# gun cleaning



## chad10 (May 10, 2009)

Going to clean my guns tonite got some Remington bore cleaner and some cotton. Patches what else do I need any body else use this Remington bore cleaner


----------



## SaltyDog (Jan 1, 2009)

Chad10 check out http://www.handgunforum.net/showthread.php?t=17895&highlight=gun+cleaning

It is under the Sig forum but applies to almost all handguns. Literaltrence gives a great description


----------



## chad10 (May 10, 2009)

*cleaning*

I really don't know where to start. Can anyone help, I got a xd and ruger 345 ss and sigma.


----------



## Steve M1911A1 (Feb 6, 2008)

SaltyDog said:


> Chad10 check out http://www.handgunforum.net/showthread.php?t=17895&highlight=gun+cleaning
> 
> It is under the Sig forum but applies to almost all handguns. Literaltrence gives a great description


*Chad10;*
Follow SaltyDog's link by just clicking on it. You'll find generic cleaning instructions there.
If you don't have instructions for taking your pistols apart, phone or e-mail Ruger and tell them, and they'll send you the proper book.
For the Springfield, look (via Google) for their website. There may be instructions there, or at least a "contact us" link to click on, to get instructions.
Same for the S&W: look at their website.


----------



## gnet158 (Feb 5, 2009)

Chad,

Youtube has some great step by step videos along with a list of needed supplies. 

So dose Sig and Springfield Arms.


----------



## DevilsJohnson (Oct 21, 2007)

chad10 said:


> I really don't were too start can anyone help I got a xd and ruger 345 ss and sigma


Click Here
That is the link SaltyDog posted. It will give you the info you need. The YouTube approach would also get you to where you want to be. In the manuals for the weapons you are going to clean will have take down instructions like how to remove a slide and the barrel from the slide etc.

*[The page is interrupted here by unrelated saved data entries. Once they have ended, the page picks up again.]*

PR #2612, opened 2020-01-08
Periodic spellcheck

msorens:

This PR:
1. Updates the codebase to correct spelling errors and add spelling exceptions.
2. Instruments all makefiles with a new `make spell` capability.
3. Back-ported relevant updates from automate-chef-io makefile into spellcheck.sh script.

PR #2599 Spellcheck for API docs

### :+1: Definition of Done
A good chunk of the codebase (including some user-facing text) has been spell-corrected.
Can run `make spell` individually for Automate components (e.g. authz-service, automate-ui, etc.).

Example for automate-ui:
```
 $ cd components/automate-ui
 $ make spell
components/automate-ui [ts and tsx]... CSpell: Files checked: 590, Issues found: 10 in 6 files
components/automate-ui [sh]... CSpell: Files checked: 0, Issues found: 0 in 0 files
components/automate-ui [md]... CSpell: Files checked: 9, Issues found: 1 in 1 files
components/automate-ui [html]... CSpell: Files checked: 154, Issues found: 1 in 1 files
   1 HHMM
   1 Hmmss
   1 Infastructure
   1 YYYYMMDDZ
   1 catagory
   1 destiantions
   1 dont
   1 lkjasdl
   1 reuturned
   1 sarch
   2 invaild
```
The numbers above are counts of that particular misspelling; thus, "invaild" appeared twice while all the others appeared just once.

NA

- [x] I have read the [CONTRIBUTING document](../CONTRIBUTING.md).
- [ ] Tests added/updated?
- [ ] Docs added/updated?

NA


components/authn-service/Makefile
```diff
@@ -63,4 +63,11 @@ kill_docker_pg:
 proto:
 	cd ../../ && hab studio run 'source .studiorc; compile_go_protobuf_component authn-service'
 
+spellcheck:
+	@pushd ../.. > /dev/null; \
+	./scripts/spellcheck.sh --wordsOnly components/authn-service; \
+	EXIT_CODE=$$?; \
+	popd > /dev/null; \
+	exit $$EXIT_CODE
```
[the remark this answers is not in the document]
stevendanna: I wonder if there is a way to put this in Makefile.common_go so we don't have to copy it around as much?

cspell.json
```diff
@@ -244,14 +244,14 @@
...
         "httpd",
-        "httputils",
         "http's",
         "icmp",
         "idempotently",
         "idis",
         "iface",
         "iframes",
         "iirc",
+        "ILIKE",
```
blakestier: why is this all caps?

blakestier: oh nvmd, exceptions. lol

cspell.json
```diff
@@ -917,6 +927,7 @@
         "dkhttp",
         "dlsserver",
         "dmesg",
+        "doesnt",
```
phiggins: I know this probably got added for a reason, but I feel like we probably don't want to excuse instances of this without the apostrophe...

components/authn-service/Makefile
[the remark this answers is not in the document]
phiggins: I agree, I think I'd rather see this added to every project in a standard way rather than through copy-pasting.

cspell.json
SEAjamieD: I agree with this as well.

components/authn-service/Makefile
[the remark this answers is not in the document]
msorens: Figured out the variable machinations to do that and just pushed a commit.

cspell.json
msorens: I will have to agree, too. 🤷‍♂

components/authn-service/Makefile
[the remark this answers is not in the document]
msorens: @phiggins I used `make spell` for the common functionality. But note that now `automate-chef-io` has its own private `make spellcheck` plus this common one `make spell`. What do you think about renaming the private one to be `make spell-plus-protos` so it will be much clearer what the private one is for?

Makefile.common_go
```diff
@@ -2,6 +2,10 @@
 # components/xyz-service/Makefile
 REPOROOT?=../..
 
+# Convert, e.g., "src/github.com/chef/automate/components/teams-service" to "components/teams-service"
+REPO_DIR := $(shell cd $(REPOROOT) && pwd)/
+COMPONENT_DIR := $(shell echo $${PWD\#"$(REPO_DIR)"})
```
msorens: The tricky part here was using make variables as shell variables.
The first line gets the expanded path of the REPOROOT.
The second line then subtracts that prefix from the current directory using the shell variable syntax `${variable-name#prefix-to-strip}`

stevendanna: I wonder if we could use `$(CURDIR)` at line 46 instead of doing this conversion.  This works for me locally though, so dealers choice.

msorens: Thanks for the suggestion! I was not aware of `CURDIR`. That would work, yes, but it has the same (minor) drawback that using just `PWD` above would have; output is more verbose. One would see this:
```
/Users/msorens/code/go/src/github.com/chef/automate/components/teams-service [go]... CSpell: Files checked: 0, Issues found: 0 in 0 files
/Users/msorens/code/go/src/github.com/chef/automate/components/teams-service [rb]... CSpell: Files checked: 0, Issues found: 0 in 0 files
/Users/msorens/code/go/src/github.com/chef/automate/components/teams-service [md]... CSpell: Files checked: 0, Issues found: 0 in 0 files
/Users/msorens/code/go/src/github.com/chef/automate/components/teams-service [proto]... CSpell: Files checked: 0, Issues found: 0 in 0 files
/Users/msorens/code/go/src/github.com/chef/automate/components/teams-service [sh]... CSpell: Files checked: 0, Issues found: 0 in 0 files
```
instead of this:
```
components/teams-service [go]... CSpell: Files checked: 19, Issues found: 0 in 0 files
components/teams-service [rb]... CSpell: Files checked: 0, Issues found: 0 in 0 files
components/teams-service [md]... CSpell: Files checked: 3, Issues found: 0 in 0 files
components/teams-service [proto]... CSpell: Files checked: 0, Issues found: 0 in 0 files
components/teams-service [sh]... CSpell: Files checked: 1, Issues found: 0 in 0 files
```

components/authn-service/Makefile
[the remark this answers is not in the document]
phiggins: I'd be ok renaming, but I think I'd prefer something revealing the why more than the what, eg `make spell-all` or something.

Would it be possible to allow each service to customize what was checked like how the go linter does? Definitely not something you need to figure out today. :)

PR #6621, opened 2022-01-25
upgrading to minor/patch version

Dmaddu:
create hart files of deployment-service and automate-cli, and patch to any running automate instance.

**All PRs** must tick these:


components/automate-deployment/pkg/manifest/provider.go
```diff
@@ -174,3 +188,258 @@ func (provider *LocalHartManifestProvider) overlayLocalHarts(baseManifest *A2) (
...
+			if nextMajorVersion != "" && index == len(list)-1 {
+				return index, list[index]
+			}
+		}
+	}
+	return 0, ""
+}
+
+//GetAllVersions gives the list of all released versions of given channel in ascending order of version numbers
+func GetAllVersions(ctx context.Context, channel string, optionalURL ...string) ([]string, error) {
```
rickmarry, line 314: should this live in http.go along with the other manifest urls,  instead of here?

components/automate-deployment/pkg/manifest/provider.go
```diff
@@ -2,21 +2,31 @@ package manifest
...
 
+	"github.com/pkg/errors"
 	"github.com/sirupsen/logrus"
 
 	"github.com/chef/automate/components/automate-deployment/pkg/habpkg"
 	"github.com/chef/automate/components/automate-deployment/pkg/services"
 )
 
+const (
+	automateVersionsURLFmt = "https://packages.chef.io/manifests/%s/automate/versions.json"
```
rickmarry, line 22: should this live in http.go along with the other manifest urls,  instead of here?

rickmarry (commented):
just one question about the placement of the versions url..

components/automate-deployment/pkg/manifest/provider.go
Dmaddu: No @rickmarry, that should go to http.go only when we are implementing this at the client level. But here we are implementing at the manifest provider level, and not at the client level, so this should be here only.

components/automate-deployment/pkg/manifest/provider.go
Dmaddu: No @rickmarry, that should go to http.go only when we are implementing this at the client level. But here we are implementing at the manifest provider level, and not at the client level, so this should be here only.

PR #6756, opened 2022-03-03
fix infinite render loop in checkin history component

rishichawda:
Signed-off-by: rishichawda <rishichawda@users.noreply.github.com>

While investigating an unrelated issue, I found a piece of code that raised alarms since it was modifying objects from the  rather than returning a new one. As a best practice, we avoid mutating objects in javascript. Along with that, the getter was being used inside a directive which means it is called indefinitely. I've fixed these two issues by 

- using [trackByFunction](https://angular.io/api/core/TrackByFunction) to avoid multiple (basically infinite) render cycles. 
- return a new history object instead of modifying the original in bucket array. (I'm not sure if this was being intentionally done and there's no comment either so I'm assuming it wasn't)

**All PRs** must tick these:

- [ ] Is the code clear? *(complicated code or lots of comments--subdivide and use well-named methods, meaningful variable names, etc.)*
- [ ] Consistency checked? *(user notifications, user prompts, visual patterns, code patterns, variable names)*
- [ ] Repeated code blocks eliminated? *(adapt and reuse existing components, blocks, functions, etc.)*
- [ ] Spelling, grammar, typos checked? *(at a minimum use `make spell` in any component directory)*
- [ ] Code well-formatted? *(indents, line breaks, etc. improve rather than hinder readability)*

- [ ] Tests added/updated? (all new code needs new tests)

### DIFF
--- a/components/automate-ui/src/app/modules/desktop/desktop-detail/desktop-detail.component.html
+++ b/components/automate-ui/src/app/modules/desktop/desktop-detail/desktop-detail.component.html
@@ -43,7 +43,7 @@
         </chef-tr>
       </chef-thead>
       <chef-tbody>
-        <chef-tr *ngFor="let history of labeledCheckInHistory; index as i">
+        <chef-tr *ngFor="let history of labeledCheckInHistory; index as i; trackBy: trackByFunction">
           <chef-td class="status-cell">
             <chef-icon [id]="'checkin-item-'+i+'text'" [ngClass]="history.status">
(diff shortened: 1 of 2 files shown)


rishichawda:
I'm not sure if similar issues exist in other components. I just happened to stumble upon this while looking into something else. But it is worth checking and fixing it as a performance improvement effort. 👍🏼

shaik80 (approved):

PR #7478, opened 2022-10-13
Kratos 180

rishabhjhs:

**All PRs** must tick these:

- [ ] All commits signed-off for the [Developer Certification of Origin](https://github.com/chef/chef/blob/master/CONTRIBUTING.md#developer-certification-of-origin-dco).

- [ ] Is the code clear? *(complicated code or lots of comments--subdivide and use well-named methods, meaningful variable names, etc.)*
- [ ] Consistency checked? *(user notifications, user prompts, visual patterns, code patterns, variable names)*
- [ ] Repeated code blocks eliminated? *(adapt and reuse existing components, blocks, functions, etc.)*
- [ ] Spelling, grammar, typos checked? *(at a minimum use `make spell` in any component directory)*
- [ ] Code well-formatted? *(indents, line breaks, etc. improve rather than hinder readability)*

- [ ] Tests added/updated? (all new code needs new tests)


vviveksharma (approved):

components/automate-gateway/handler/ssoconfig.go
```diff
@@ -72,6 +69,54 @@ func (a *SsoConfig) GetSsoConfig(ctx context.Context, in *empty.Empty) (*sso.Get
...
+			return nil, err
+		}
+		go makeRequest("DELETE", *url, nil, fileName)
+		return &sso.DeleteSsoConfigResponse{
+            Message: "Started Disabling SSO Configuration",
+        }, nil
+    }
+
+	return &sso.DeleteSsoConfigResponse{
+		Message: "SSO Configuration not disabled successfully",
```
sandhi18, line 103: Please change the message to Dex config not present or SSO config not present

sandhi18 (changes requested):

components/automate-gateway/handler/ssoconfig.go
rishabhjhs: Fixed

vivek-yadav:
Questions:

1. Why only SaaS customers should have this feature?
1. How New GO server will be deployed?
  So far bastion was used only for administrative purpose. Now, we are changing its purpose and need active all times?
1. How current configs are applied from Automate like data retention etc..
1. What happen if SSH is taking longer than expected?
  For all machines
  Applied successfully to some but failed to others and in this case how Get SSO works?
  Is it synchronous/asynchronous call?
  Is it sone in parallel or sequence?
1. Why do we need this logic in Automate Gateway, as normally this work is done by a Service Component.
1. We can create a wrapper service to talk to Bastion Service if needed. So the Automate gateway handler doesn't do it.
1. This script is knowing too much about SSO config values, even though that should not be its concern. Better keep the logic of SSO config at one location in Automate Service
1. How long will the api to patch SSO config will take? and do we expect UI to wait for that period?
1. What will happen the config is wrong and SSO login will fail, can the user test it in UI before applying this config ?

components/automate-gateway/handler/ssoconfig.go
```diff
@@ -72,6 +69,52 @@ func (a *SsoConfig) GetSsoConfig(ctx context.Context, in *empty.Empty) (*sso.Get
...
+		return nil, err
+	}
+	
+	if res.Config.Dex != nil {
+		url, err := getBastionUrl()
+		if err != nil {
+			return nil, err
+		}
+		fileName := "revert-status.txt"
+		err = ioutil.WriteFile(ssoFilesPath+fileName, []byte("Pending"), 0777)
```
vivek-yadav, line 91: As I see this is a file which will save the state of the Revert Task.
Which means this file will be checked for status later, to know if the task is finished or not.

But here is my question, if check status is going to be called from UI via API, then if we had more than 1 Automate Node, then the status only going to be available in only one Automate Node, not Both (assuming this file is only the source of the revert task state).

This makes me wonder if this design had considered the Multiple Node of Automate and how state will be maintained across them. If this is considered in the design please highlight it.

@sandhi18  @karunesh-tech  ^

PR #7979, opened 2023-06-21
Added chages for nil pointer error due to uninitialized Config fields

daveaugustus:
Config struct was being called with some uninitialised fields which was causing nil pointer error. 
MicrosoftTeams-image8a8a976ac2328997e8ae761641c2e0bf8717337b9ce934fdfe3a49ed25703038

### :+1: Definition of Done
- All pointer fields should be initialised 

**All PRs** must tick these:

- [x] Docs added/updated? (all customer-facing changes)

### DIFF
--- a/components/automate-cli/pkg/verifyserver/models/batchcheck.go
+++ b/components/automate-cli/pkg/verifyserver/models/batchcheck.go
@@ -137,6 +137,19 @@ func appendCertsByIpToNodeCerts(certsByIP *[]config.CertByIP, ipList []string, p
 
 }
 
+func NewConfig() *Config {
+	return &Config{
+		SSHUser: &SSHUser{},
+		Backup: &Backup{
+			FileSystem:    &FileSystem{},
+			ObjectStorage: &ObjectStorage{},
+		},
+		Hardware:   &Hardware{},
+		ExternalOS: &ExternalOS{},
+		ExternalPG: &ExternalPG{},
+	}
+}
+
 func createMapforCertByIp(certsByIP *[]config.CertByIP) map[string]*config.CertByIP {
 	certByIPMap := make(map[string]*config.CertByIP)
 	if certsByIP != nil {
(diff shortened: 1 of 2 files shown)


components/automate-cli/pkg/verifyserver/models/batchcheck.go
```diff
@@ -123,6 +123,19 @@ func appendCertsByIpToNodeCerts(certsByIP *[]config.CertByIP, ipList []string, p
...
 }
 
+func NewConfig() *Config {
+	return &Config{
+		SSHUser: &SSHUser{},
+		Backup: &Backup{
+			FileSystem:    &FileSystem{},
+			ObjectStorage: &ObjectStorage{},
+		},
+		Hardware:   &Hardware{},
```
YashviJain01, line 133: We should add all the objects initialisation, like certificate?

daveaugustus: They will take their respective empty values, we just have to have types of objects initialized...

components/automate-cli/pkg/verifyserver/models/batchcheck.go
```diff
@@ -123,6 +123,24 @@ func appendCertsByIpToNodeCerts(certsByIP *[]config.CertByIP, ipList []string, p
 
 }
 
+func NewConfig() *Config {
+	return &Config{
+		SSHUser: &SSHUser{},
```
Dmaddu, line 128: Instead of initializing here, how about creating the instance at the config parser level? With this approach how the trigger knows the value is nil or empty? We have to handle each cases differently.
CC: @YashviJain01  @kalroy

Dmaddu (changes requested):
Lets have a discussion on this.

components/automate-cli/pkg/verifyserver/models/batchcheck.go
kalroy: Yes. If we can enforce that the struct can be created only by this function then it is fine. But if not, we should move it to individual functions in the parser so that we do not get null pointer exception

daveaugustus: @Dmaddu what do you suggest?

PR #224, opened 2024-06-17
Round the `to` date down to the start of the day

dubiousdavid:
* Set the `to` date to the end of the current day for all `lastXDays` and `lastXMonths` date ranges.
* Set the `from` date to the start of the day for all `lastXDays` date ranges.

See: https://www.elastic.co/guide/en/elasticsearch/reference/2.4/common-options.html#date-math


packages/provider-elasticsearch/src/utils/dateUtil.js
```diff
@@ -35,13 +35,13 @@ export let rangeToDatemath = {
...
   last90Days: { from: 'now-90d', to: 'now' },
   last180Days: { from: 'now-180d', to: 'now' },
-  last12Months: { from: 'now/d-12M', to: 'now' },
-  last15Months: { from: 'now/d-15M', to: 'now' },
-  last18Months: { from: 'now/d-18M', to: 'now' },
-  last24Months: { from: 'now/d-24M', to: 'now' },
-  last36Months: { from: 'now/d-36M', to: 'now' },
-  last48Months: { from: 'now/d-48M', to: 'now' },
-  last60Months: { from: 'now/d-60M', to: 'now' },
+  last12Months: { from: 'now/d-12M', to: 'now/d' },
```
dshishkov: If the `to` date is not supposed to be inclusive, should we be doing the following https://github.com/smartprocure/contexture/blob/main/packages/provider-elasticsearch/src/utils/dateUtil.js#L59 It seems like we are somewhat inconsistent on what each `lastX` uses as the `to` expression

dubiousdavid: I'm actually thinking the following might be the best - `now+1d/d-1ms`. It should cache nicely while also returning results from the current day. The cache expires after six hours, so each time there is a cache miss the query will return any new records. Thoughts?

dshishkov: > I'm actually thinking the following might be the best - `now+1d/d-1ms`. It should cache nicely while also returning results from the current day. The cache expires after six hours, so each time there is a cache miss the query will return any new records. Thoughts?

It makes more sense to me personally to include the current date in the `lastX` expressions, should we adjust the `from` to also do `now+1d/d` in that case so that we are not picking up an extra day in the beginning if the end date include the current day?

stellarhoof: ~Elastic datemath [still gets converted to a timestamp](https://github.com/smartprocure/contexture/blob/main/packages/provider-elasticsearch/src/example-types/filters/date.js#L20-L21) so the cache is ineffective.~

Ignore this. Per our talk, `/d` rounds to the start of the day so we're good 👍 

<details>
<summary>You can see it in the elastic query produced for the issued date filter in spending</summary>
Screenshot 2024-06-17 at 3 54 00 PM
</details>

Also we may want to factor [dateUtil](https://github.com/smartprocure/contexture/blob/main/packages/provider-elasticsearch/src/utils/dateUtil.js) into the new [util package](https://github.com/smartprocure/contexture/tree/main/packages/util) since it looks identical to the one used for other providers.

stellarhoof: @dshishkov In a meeting with Bradley we decided to be inclusive on the entire current day for either past/future ranges. This means that `to` will always be `now+1d/d-1ms` for past ranges and `from` will always be `now/d` for future ranges.

stellarhoof (approved):
Looks good 👍

Also tested locally

dshishkov (approved):

PR #234, opened 2024-06-20
Add missing client types

stellarhoof:
There are lots of new example types in contexture-elasticsearch that had not been accounted for in contexture-client.

### DIFF
--- a/packages/client/src/exampleTypes.js
+++ b/packages/client/src/exampleTypes.js
@@ -360,4 +360,87 @@ export default F.stampKey('type', {
       search: null,
     },
   },
+  dateIntervalGroupStats: {
+    reactors: {
+      groupField: 'self',
+      statsField: 'self',
+      interval: 'self',
+      drilldown: 'self',
+    },
+  },
+  dateRangesGroupStats: {
+    reactors: {
+      groupField: 'self',
+      statsField: 'self',
+      ranges: 'self',
+      drilldown: 'self',
+    },
+  },
+  fieldValuePartitionGroupStats: {
+    reactors: {
+      groupField: 'self',
+      statsField: 'self',
+      matchValue: 'self',
+      stats: 'self',
+      drilldown: 'self',
+    },
+  },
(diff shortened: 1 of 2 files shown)


packages/client/src/exampleTypes.js
```diff
@@ -360,4 +360,87 @@ export default F.stampKey('type', {
       search: null,
     },
   },
+  dateIntervalGroupStats: {
+    reactors: {
+      groupField: 'self',
```
JBezerra, line 365: For my education, looking at the file I usually see `self`, `others` and `all` as valid values, what do they mean?

stellarhoof: These values tell contexture-client what to mark as "dirty" when that property changes

- `self` means mark the node the property belongs to as "dirty"
- `others` means mark nodes that depend on the node the property belongs to as "dirty"
- `all` is a combination of both `self` and `others`

A node is a contexture tree node. For example one of these: https://github.com/smartprocure/contexture/blob/main/packages/client/src/listeners.test.js#L22-L27

If this all sounds confusing then you're not alone. It's not a complicated mental model, we just don't have TypeScript types or good enough documentation in these packages today.

JBezerra: Love it! Could you clarify what do you mean by "dirty", or, when can we consider a node is "dirty"?

stellarhoof: Dirty means that we need to call the backend to get results for that node. The contexture-client library can either submit debounced backend requests when nodes are marked as "dirty" or it can wait for the user to click "Search" to send the request.

JBezerra (approved):
Confirming that by linking to `contexture-client`, it works like a charm.

https://github.com/smartprocure/contexture/assets/20017845/670dff95-d952-4015-ba40-0a9feeeee8bf

stellarhoof:
@JBezerra Thanks for the review!

positiveVibes4all (approved):
Looks good to go!

PR #236, opened 2024-07-02
Add raw example type to contexture client

stellarhoof:
Follow up to https://github.com/smartprocure/contexture/pull/234

### DIFF
--- a/packages/client/src/exampleTypes.js
+++ b/packages/client/src/exampleTypes.js
@@ -443,4 +443,9 @@ export default F.stampKey('type', {
       drilldown: 'self',
     },
   },
+  raw: {
+    reactors: {
+      filter: 'self',
+    },
+  },
 })
--- a/.changeset/smooth-kiwis-shake.md
+++ b/.changeset/smooth-kiwis-shake.md
@@ -1,0 +1,5 @@
+---
+'contexture-client': patch
+---
+
+Add raw example type to client


JBezerra (approved):

packages/client/src/exampleTypes.js
```diff
@@ -443,4 +443,9 @@ export default F.stampKey('type', {
       drilldown: 'self',
     },
   },
+  raw: {
+    reactors: {
+      filter: 'self',
```
daedalus28, line 448: This should probably be others, not self.

stellarhoof: Oh hey welcome! :)

How so? For context, we're using a raw node for a [TermsStatsTable](https://github.com/smartprocure/contexture/blob/main/packages/react/src/exampleTypes/TermsStatsTable.js#L66) and without the client reacting to changes to `filter` the table never refreshes.

daedalus28: `filter` on a `raw` node affects other nodes in the tree by changing its filter. A self reactor tells it to update its own context (rerunning the result function). 

In your example, updating the raw node should update the terms stats node, not itself.

daedalus28: To further clarify - if you’re using `raw` and expecting it’s `filter` property to work like terms stats, you’re likely to be surprised that it’s affecting the entire rest of the search and not just its own context.

PR #238, opened 2024-07-10
Fix default HeaderCell rendering

stellarhoof:
Fix regression introduced in https://github.com/smartprocure/contexture/pull/210 where the header component was being unmounted on every re-render, losing the popover state.

### DIFF
--- a/packages/react/src/exampleTypes/ResultTable/Header.js
+++ b/packages/react/src/exampleTypes/ResultTable/Header.js
@@ -31,6 +31,14 @@ let popoverStyle = {
   width: 'auto',
 }
 
+let DefaultHeaderCell = withTheme(({ children, theme: { Th }, ...props }) => (
+  <Th {...props}>
+    <Flex style={{ display: 'inline-flex', alignItems: 'center' }}>
+      {children}
+    </Flex>
+  </Th>
+))
+
 let Header = ({
   field: fieldSchema,
   includes,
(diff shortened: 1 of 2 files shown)


packages/react/src/exampleTypes/ResultTable/Header.js
```diff
@@ -31,6 +31,14 @@ let popoverStyle = {
...
 }
 
+let DefaultHeaderCell = withTheme(({ children, theme: { Th }, ...props }) => (
+  <Th {...props}>
+    <Flex style={{ display: 'inline-flex', alignItems: 'center' }}>
+      {children}
+    </Flex>
+  </Th>
+))
+
```
conraddavisjr, line 41: Not blocking. I'm leaving this here for posterity. It will be cool, down the road to update the approach to managing components and themes here. Respectfully, it seems like`withTheme` strays away from the benefits that we get from Chakra, and adds a lot of abstraction for simple implementations (like pulling in a Th here)... this typically can lead to less stable implementations.

For my education, why are we using `withTheme` here?

stellarhoof: You're preaching to the choir here :) For the longest time I've wanted to

1. Move contexture-react to spark
2. Get rid of the theme abstraction and just use chakra components

We introduced `withTheme` as part of an initiative to make this library useful for a wide range of users. The theory was that they could plug-in their components using their own UI library via a "theme" and contexture-react would just work. The go-to theme we're using today is called "greyVest" which corresponds to the in-house component library we developed. There's an unstyled theme and a MUI theme experiment as well.

For this bit of code, I'm using `withTheme` to pick up the `Th` component from it.

conraddavisjr (approved):

PR #240, opened 2024-07-17
Fix raw example type reactors

stellarhoof:
Fix regression caused in https://github.com/smartprocure/contexture/pull/236.


JBezerra (approved):
✅

daedalus28 (approved):
Much better 👍

PR #242, opened 2024-07-26
[Facet Fix] - Respect Zero Config While Filtering Correctly 

positiveVibes4all:
## Summary 
This facet filters had a bug that would show all zero counts in Elastic Provider agg buckets even when we were filtering on the field. The expected behavior instead is to show zero counts always but when filtering only the values with counts that match the filter should be shown. This PR corrects this issue, while insuring that the view more button works correctly.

All this is considering that you have picked up a cleaning kit. You can get one at Walmart that can clean several calibers. If it does not have the calibers you need there are brushes sold by themselves that you can add to the kit. Though most kits have most the calibers you need. It's always good to pick up extra brushes for another day.:smt023


----------



## tekhead1219 (May 16, 2008)

Steve M1911A1 said:


> *Chad10;*
> Follow SaltyDog's link by just clicking on it. You'll find generic cleaning instructions there.
> If you don't have instructions for taking your pistols apart, phone or e-mail Ruger and tell them, and they'll send you the proper book.
> For the Springfield, look (via Google) for their website. There may be instructions there, or at least a "contact us" link to click on, to get instructions.
> Same for the S&W: look at their website.


Steve is pointing you in the right direction. If you do not have the manual, Springfield has the XD manuals online that you can download in pdf format. I did just that when I sold my XD, downloaded it and burned it to a CD to go with the gun, (I lost the manual ):smt023


----------



## chad10 (May 10, 2009)

*wd 40*

Will wd 40 work


----------



## tekhead1219 (May 16, 2008)

chad10 said:


> Will wd 40 work


Don't use WD40. Go to Wally World and pick up some Hoppes #9 and gun oil. WD40 tends to get gummy over time and also is a dust bunny magnet. Just my .02.:smt033


----------



## literaltrance (Dec 24, 2008)

SaltyDog said:


> Chad10 check out http://www.handgunforum.net/showthread.php?t=17895&highlight=gun+cleaning
> 
> It is under the Sig forum but applies to almost all handguns. Literaltrence gives a great description


Holy hell I entirely forgot I wrote that. Thanks for the reminder! :smt082


----------



## cfoodeat (Apr 20, 2009)

I'll add one item to the kit:

Nitrile or latex gloves.

They can be purchased at the drug store or walley world, etc. Makes cleaning and lubing your weapon a more pleasant experience for your skin. 

--Rob


----------



## Todd (Jul 3, 2006)

cfoodeat said:


> I'll add one item to the kit:
> 
> Nitrile or latex gloves.
> 
> ...


But I like the smell of Hoppes on my skin. It's cleaner and cologne all in one.


----------



## clanger (Jan 27, 2009)

Todd said:


> But I like the smell of Hoppes .


Eeew.

Wait'l one of them lil' plastic bottles cracks in your range bag, gets on your truck seat and trashes everything in sight you touch it with, then, the smell follows you around for a week and a half like it's stuck on your upper lip....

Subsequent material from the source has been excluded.